Classification in a Nutshell

Classification is the art of drawing boundaries. You take messy, high-dimensional data and force it into neat categories.

In the wild, this could be spam vs. not-spam, cat vs. dog, tumor vs. healthy tissue.

In textbooks, it’s often MNIST, the 70,000-image dataset of handwritten digits that’s become the “Hello World” of machine learning.

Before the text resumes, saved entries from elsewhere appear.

PR #14755, opened 2026-07-31
fix(CustomPlugin): guard the QML engine pointer through shutdown

TSC21:
[RIIS](https://riis.com)

<br clear="all">

---

## Bug Description

Every exit of a build carrying the custom plugin (`QGC_CUSTOM_DIR=custom-example`, or any downstream custom build based on the template) ends in a SIGSEGV during shutdown. The app's work completes normally and the process then crashes on the way out. It also fails core tests that drive the full application lifecycle when they run against a custom build: MissionCommandTreeEditorTest and VehicleLinkManagerTest pass all their cases and then die in the shutdown crash, which CTest reports as a failure.

## Root Cause

The application owns the QML engine and destroys it before the plugin, so shutdown reaches `CustomPlugin::cleanup()` with `_qmlEngine` pointing at a destroyed engine, and `removeUrlInterceptor()` is called through a raw pointer into freed memory. The existing null check does not help because the pointer never becomes null. gdb backtrace:

```
#0 QQmlEngine::removeUrlInterceptor(QQmlAbstractUrlInterceptor*)
#1 CustomPlugin::cleanup() at custom-example/src/CustomPlugin.cc:60
#2 QGCApplication::shutdown()
#3 main()
```

## Solution

Hold the engine as a `QPointer<QQmlApplicationEngine>`. It nulls itself when the engine is destroyed, so the existing guard in `cleanup()` finally answers the question it asks. No behaviour change on any path where the engine is still alive.

## Testing

- [x] Tested locally (custom build exits cleanly; MissionCommandTreeEditorTest and VehicleLinkManagerTest go from shutdown-crash to passing)
- [ ] Added regression test (the two existing full-lifecycle tests above already catch this whenever they run against a custom build)
- [ ] Tested with hardware

### Platforms Tested

- [x] Linux
- [ ] Windows
- [ ] macOS
- [ ] Android
- [ ] iOS

### Flight Stacks Tested

- [ ] PX4
- [ ] ArduPilot
- [x] N/A

## Checklist

- [x] I have added a test that reproduces the bug (it crashes in removeUrlInterceptor without the fix)

---

### DIFF
--- a/custom-example/CMakeLists.txt
+++ b/custom-example/CMakeLists.txt
@@ -152,3 +152,10 @@ set(CUSTOM_QT_COMPONENTS
     Core
     CACHE INTERNAL "" FORCE
 )
+
+# Compiled into the application target and registered with CTest, but only when testing is
+# enabled, so a production overlay build carries no test code. The subdirectory appends to the
+# same CUSTOM_SOURCES cache src/CMakeLists.txt hands to the application target.
+if(QGC_BUILD_TESTING AND EXISTS "${CMAKE_CURRENT_SOURCE_DIR}/test/CMakeLists.txt")
+    add_subdirectory(test)
+endif()
--- a/custom-example/src/CustomPlugin.cc
+++ b/custom-example/src/CustomPlugin.cc
@@ -52,7 +52,10 @@ void CustomPlugin::cleanup()
         _qmlEngine->removeUrlInterceptor(_selector);
     }
 
+    // Nulled so a second cleanup is a no-op: shutdown owns one call, and the regression test that
+    // pins the engine guard above exercises the call twice on purpose.
     delete _selector;
+    _selector = nullptr;
 }
 
 void CustomPlugin::_advancedChanged(bool changed)
--- a/custom-example/src/CustomPlugin.h
+++ b/custom-example/src/CustomPlugin.h
@@ -1,5 +1,6 @@
 #pragma once
 
+#include <QtCore/QPointer>
 #include <QtCore/QTranslator>
 #include <QtQml/QQmlAbstractUrlInterceptor>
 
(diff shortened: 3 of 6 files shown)


TSC21:
Added a regression test on top of the fix: CustomPluginTest drives the real engine creation path, deletes the engine the way shutdown ordering does, and calls cleanup() twice. Without the QPointer guard the first cleanup dies inside QQmlEngine::removeUrlInterceptor, so the case reproduces the crash exactly; the second call pins cleanup as re-entrant, with the interceptor handle nulled after delete. The test rides the custom-example CUSTOM_SOURCES hook and only compiles under QGC_BUILD_TESTING. Verified green on a Linux custom build (Qt 6.11.1): the case passes in 0.5 s and the crash returns if the guard is reverted.

DonLakeFlyer:
> Every exit of a build carrying the custom plugin (`QGC_CUSTOM_DIR=custom-example`, or any downstream custom build based on the template) ends in a SIGSEGV during shutdown.

Are you sure about that. This seems to be a unit test only problem?

DonLakeFlyer:
So the fundamental problem is the fact that QGCCorePlugin::createQmlApplicationEngine is not symmetric. There needs to be a corresponding destroy:
```
    /// Allows the plugin to override or get access to the QmlApplicationEngine to do things like add import
    /// path or stuff things into the context prior to window creation.
    virtual QQmlApplicationEngine *createQmlApplicationEngine(QObject *parent);

    /// Symmetric counterpart to createQmlApplicationEngine. Engines obtained from the create hook
    /// must be destroyed through this hook so the plugin can release any per-engine state it
    /// attached at creation (url interceptors, etc) before the engine goes away.
    virtual void destroyQmlApplicationEngine(QQmlApplicationEngine *qmlEngine);
```

I'm working on a replacement pull for this problem which fixes this up as well as tries to get UTs to run on a custom build since that exercises the problem. Whereas the UT in this pull is never run in CI.

DonLakeFlyer:
Replaced by a number of other reference pulls. @TSC21 Thanks so much for identifying this problem and providing a possible fix.

PR #14767, opened 2026-08-03
Implement pip bootstrap in Python virtual environment

bytesByHarsh:
Added a function to ensure pip is installed in a Python virtual environment

Primarily if the virtual environment is managed via `uv`.

### DIFF
--- a/cmake/modules/PythonVenv.cmake
+++ b/cmake/modules/PythonVenv.cmake
@@ -6,6 +6,31 @@ else()
     set(_qgc_venv_python "${CMAKE_SOURCE_DIR}/.venv/bin/python")
 endif()
 
+
+function(_qgc_ensure_pip _py)
+    execute_process(
+        COMMAND "${_py}" -m pip -V
+        RESULT_VARIABLE _pip_result
+        OUTPUT_QUIET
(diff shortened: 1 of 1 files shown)


DonLakeFlyer:
I'm not sure I want some sort of hybrid support for an externally created environment. I'd rather just have a clear failure when it doesn't work. To me it just creates additional maintenance surface area.

DonLakeFlyer:
Thanks @bytesByHarsh for identifying this problem — the failure mode is real and worth fixing.

We've decided to take a different approach in #14784: since QGC's own tooling always creates `.venv` with pip seeded (`uv venv --seed`), a pip-less venv can only come from outside QGC's bootstrap. Rather than having CMake silently install pip into a venv it didn't create, configure now fails fast with a clear, actionable message. Closing this in favor of that replacement.

If you have strong disagreement with this direction, please comment here on why — happy to discuss.

DonLakeFlyer:
In reality the idea what QGC would automatically fix an environment which it didn't create itself doesn't seem like the greatest idea.

bytesByHarsh:
Yes, agreed! #14784 is better.

PR #14774, opened 2026-08-07
fix(Vehicle): use standard PX4 airspeed calibration value

msli-dev:
## Description

Fix PX4 airspeed calibration to use the MAVLink-defined value `2` for parameter 6 of `MAV_CMD_PREFLIGHT_CALIBRATION`.

The previous value, `1`, is deprecated for PX4 airspeed calibration. A regression test was added to verify the complete command payload.

## Type of Change

- [x] Bug fix
- [ ] New feature
- [ ] Breaking change
- [ ] Documentation update
- [ ] Refactoring
- [ ] CI/Build changes
- [ ] Other

## Testing

- [x] Added/updated unit tests
- [x] Verified the modified source and test files compile
- [x] Ran `git diff --check`
- [ ] Tested with PX4 SITL
- [ ] Tested with hardware

The final executable link could not complete because a running `MGC.exe` instance held the output file open.

### Platforms Tested

- [x] Windows
- [ ] Linux
- [ ] macOS
- [ ] Android
- [ ] iOS

### Flight Stacks Tested

- [x] PX4
- [ ] ArduPilot

## Checklist

- [x] The change follows the project coding standards
- [x] A regression test verifies `param6` is set to `2`
- [x] The change is limited to PX4 airspeed calibration
- [ ] Full unit test suite passes locally

## Related Issues

None.

Release-Note: Fix PX4 airspeed calibration command compatibility.

### DIFF
--- a/src/Vehicle/Vehicle.cc
+++ b/src/Vehicle/Vehicle.cc
@@ -2364,7 +2364,7 @@ void Vehicle::startCalibration(QGCMAVLink::CalibrationType calType)
         param7 = 1;
         break;
     case QGCMAVLink::CalibrationPX4Airspeed:
-        param6 = 1;
+        param6 = 2;
         break;
     case QGCMAVLink::CalibrationPX4Pressure:
         param3 = 1;
--- a/test/Vehicle/SendMavCommandWithHandlerTest.cc
+++ b/test/Vehicle/SendMavCommandWithHandlerTest.cc
@@ -136,4 +136,28 @@ void SendMavCommandWithHandlerTest::_compIdAllFailure()
     QCOMPARE(_mockLink->receivedMavCommandCount(testCase.command), testCase.expectedSendCount);
 }
 
+void SendMavCommandWithHandlerTest::_px4AirspeedCalibrationCommand()
+{
+    _mockLink->clearReceivedMavCommandCounts();
+    _mockLink->clearReceivedMavlinkMessageCounts();
+
+    _vehicle->startCalibration(QGCMAVLink::CalibrationPX4Airspeed);
+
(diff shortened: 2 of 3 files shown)


DonLakeFlyer:
Deprecated when? What version of firmware?

msli-dev:
> Deprecated when? What version of firmware?

https://mavlink.io/en/messages/common.html#MAV_CMD_PREFLIGHT_CALIBRATION

DonLakeFlyer:
Looked into whether PX4 changed behavior here. Findings from current PX4 main:

- PX4's `Commander::handle_command()` accepts **both** values for airspeed calibration: `else if ((int)(cmd.param6) == 1 || (int)(cmd.param6) == 2)` — with the note `// TODO: param6 == 1 is deprecated, but we still accept it for a while (feb 2017)` ([Commander.cpp](https://github.com/PX4/PX4-Autopilot/blob/main/src/modules/commander/Commander.cpp)).
- PX4's own `commander calibrate airspeed` CLI sends `param6 = 2`.

So nothing has changed in PX4 along the way — `param6 = 1` has worked (and still works) against every PX4 release since the deprecation notice in Feb 2017. This PR is correct per the MAVLink spec (`MAV_CMD_PREFLIGHT_CALIBRATION` defines 2 for airspeed) and aligns QGC with PX4's own usage, but it is a spec-compliance cleanup rather than a fix for an actual breakage. It also removes the risk if PX4 ever follows through on dropping the deprecated value.

Compatibility note: since PX4 has accepted `2` alongside `1` since 2017, this change is safe against any remotely recent PX4 firmware.

DonLakeFlyer:
Thanks @tustin-dev for finding this and submitting the fix! We've picked it up in replacement PRs #14780 (master) and #14781 (Stable_V5.1) so it can land on both branches — closing this one in favor of those. Your contribution is much appreciated.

MNIST looks simple, but it hides the essence of classification:

Inputs: images, each a 28×28 grid of pixels → vectors in $\mathbb{R}^{784}$ .
Outputs: 10 possible digits (0–9).
Goal: learn a function $f: \mathbb{R}^{784} \to {0,1,\dots,9}$ .

That’s it. Strip away the hype, and classification is about learning the function that maps features to labels.

Step 1: The Idea of Decision Boundaries

Think of classification as drawing walls in a huge room. Each wall splits the space into regions: “everything on this side is a 3, everything on that side is a 7.”

Mathematically, the simplest wall is linear:

f(\mathbf{x}) = \text{sign}(\mathbf{w}^\top \mathbf{x} + b)

where $\mathbf{x}$ is your input (a flattened image), $\mathbf{w}$ is a weight vector, and $b$ is a bias.

If $f(\mathbf{x}) = +1$ , you say “class A.” If it’s $-1$ , you say “class B.”

This is binary classification. MNIST is harder. It’s 10-way classification. But the principle holds: learn a set of boundaries that carve up the space of digits.

Step 2: Probabilities, Not Just Boundaries

Hard decisions are brittle. Instead of only predicting “3” or “7,” we want a probability distribution over all 10 classes.

Enter softmax regression (multi-class logistic regression):

P(y = k \mid \mathbf{x}) = \frac{\exp(\mathbf{w}k^\top \mathbf{x} + b_k)}{\sum{j=0}^{9} \exp(\mathbf{w}_j^\top \mathbf{x} + b_j)}

Each class $k$ gets a score. Exponentiate, normalize, and you’ve got probabilities.

Step 3: Learning from Mistakes

How do we tune those weights? By minimizing a loss. The gold standard is cross-entropy loss:

\mathcal{L} = -\sum_{i=1}^N \log P(y^{(i)} \mid \mathbf{x}^{(i)})

where $(\mathbf{x}^{(i)}, y^{(i)})$ are your training examples.

The loss punishes confident wrong predictions and rewards confident correct ones.

Optimization is just gradient descent:

\mathbf{w} \gets \mathbf{w} - \eta \, \nabla_{\mathbf{w}} \mathcal{L}

with $\eta$ as the learning rate.

Step 4: Why Neural Nets Beat Logistic Regression

On MNIST, a plain softmax regression gets ~92% accuracy. Not bad.

But if you stack layers of nonlinear functions:

h = \sigma(W_1 \mathbf{x} + b_1), \quad \hat{y} = \text{softmax}(W_2 h + b_2)

you unlock much richer decision boundaries.

Neural nets can bend and twist the “walls” in ways linear models never can.

Convolutional neural nets (CNNs) go further by exploiting image structure. That’s how they push MNIST accuracy past 99%.

Step 5: What MNIST Actually Teaches You

MNIST isn’t about handwritten digits. It’s a sandbox to learn the deep truths of classification:

Every problem is about separating regions in feature space.
Probabilities > hard labels.
Losses tell you how “wrong” you are.
Optimization is just moving weights downhill.
Deeper models = more flexible boundaries.

Once you grasp these, you can swap MNIST for anything: medical scans, stock movements, audio signals. The math doesn’t change.

In a Nutshell

Classification = boundaries, probabilities, and losses.

MNIST is just the training wheels.

The real game is scaling this logic to data messier than digits scribbled on paper.